The Sportsball-Industrial Complex at work once more.

“Hey. Darius blocked twelve shots yesterday,” Gabe said. “When’s the last time you got up off the bench?”

“All right, cool it.” Coach Winfield let football players get away with all kinds of stuff, but he never let soccer players talk back.

He loomed over me as I switched sides, arching my left leg over my right. “Kellner?”

I let out a slow breath. “Hip extensors. Coach Bentley told us to do it before running.”

“Hm.”

He didn’t say anything after that, just wandered off to check on a trio of sophomores from the cross-country team, who had probably run ten or fifteen miles before school even began.

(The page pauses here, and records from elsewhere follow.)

PR #18587, opened 2025-09-30
Expand use of Druid side timeouts for fabric8 kubernetesclient timeouts

capistrant:
### Description

Expand on https://github.com/apache/druid/pull/18444 to cover more surface area. While putting saveLogs on a strict timer, helped prevent some issues with LogWatch interaction hanging, I have still seen issues in the path where `KubernetesWorkItem` calls shutdown which starts a LogWatch. Even the initialization of a LogWatch object can hang indefinitely.

#### Release note

new config for users of the `kubernetes-overlord-extensions` for K8s TaskRunner. `druid.indexer.runner.logWatchInitializationTimeout`. This puts a strict timeout on initializing a LogWatch object for a K8s task pod.

<hr>

 * `KubernetesPeonLifecycle`

<hr>

This PR has:

- [ ] been self-reviewed.

### DIFF
--- a/docs/development/extensions-core/k8s-jobs.md
+++ b/docs/development/extensions-core/k8s-jobs.md
@@ -793,7 +793,7 @@ Should you require the needed permissions for interacting across Kubernetes name
 | `druid.indexer.runner.capacity` | `Integer` | Number of concurrent jobs that can be sent to Kubernetes. | `2147483647` | No |
 | `druid.indexer.runner.cpuCoreInMicro` | `Integer` | Number of CPU micro core for the task. | `1000` | No |
 | `druid.indexer.runner.logSaveTimeout` | `Duration` | How long to wait for task logs to be saved before giving up. | `PT300S` | NO |
-| `druid.indexer.runner.logWatchInitializationTimeout` | `Duration` | How long to wait for Initializing a LogWatch on k8s peon pod before giving up. | `PT30S` | NO |
+| `druid.indexer.runner.logWatchInitializationTimeout` | `Duration` | How long to wait when initializing a log watch for a peon pod before giving up. | `PT30S` | NO |
 
 
 ### Metrics added
--- a/docs/development/extensions-core/k8s-jobs.md
+++ b/docs/development/extensions-core/k8s-jobs.md
@@ -792,8 +792,7 @@ Should you require the needed permissions for interacting across Kubernetes name
 | `druid.indexer.runner.graceTerminationPeriodSeconds` | `Long` | Number of seconds you want to wait after a sigterm for container lifecycle hooks to complete. Keep at a smaller value if you want tasks to hold locks for shorter periods. | `PT30S` (K8s default) | No |
 | `druid.indexer.runner.capacity` | `Integer` | Number of concurrent jobs that can be sent to Kubernetes. | `2147483647` | No |
 | `druid.indexer.runner.cpuCoreInMicro` | `Integer` | Number of CPU micro core for the task. | `1000` | No |
-| `druid.indexer.runner.logSaveTimeout` | `Duration` | How long to wait for task logs to be saved before giving up. | `PT300S` | NO |
-| `druid.indexer.runner.logWatchInitializationTimeout` | `Duration` | How long to wait when initializing a log watch for a peon pod before giving up. | `PT30S` | NO |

I was pretty sure Coach Winfield was a little frightened of Coach Bentley, because if we said she’d told us specifically to do something, he always said the same thing: “Hm.”

And then he always let it go.

“You’ve got thirty seconds, gentlemen. Let’s go.”

Jaden offered me a hand. I hooked our thumbs and let him pull me up.

“Don’t listen to him,” he said, nodding toward Trent.

“I won’t.” Trent Bolger was like a warp core without antimatter: powerless. He kept trying the same old tactics to make me miserable, but I had grown up. I wasn’t so easy to bully anymore.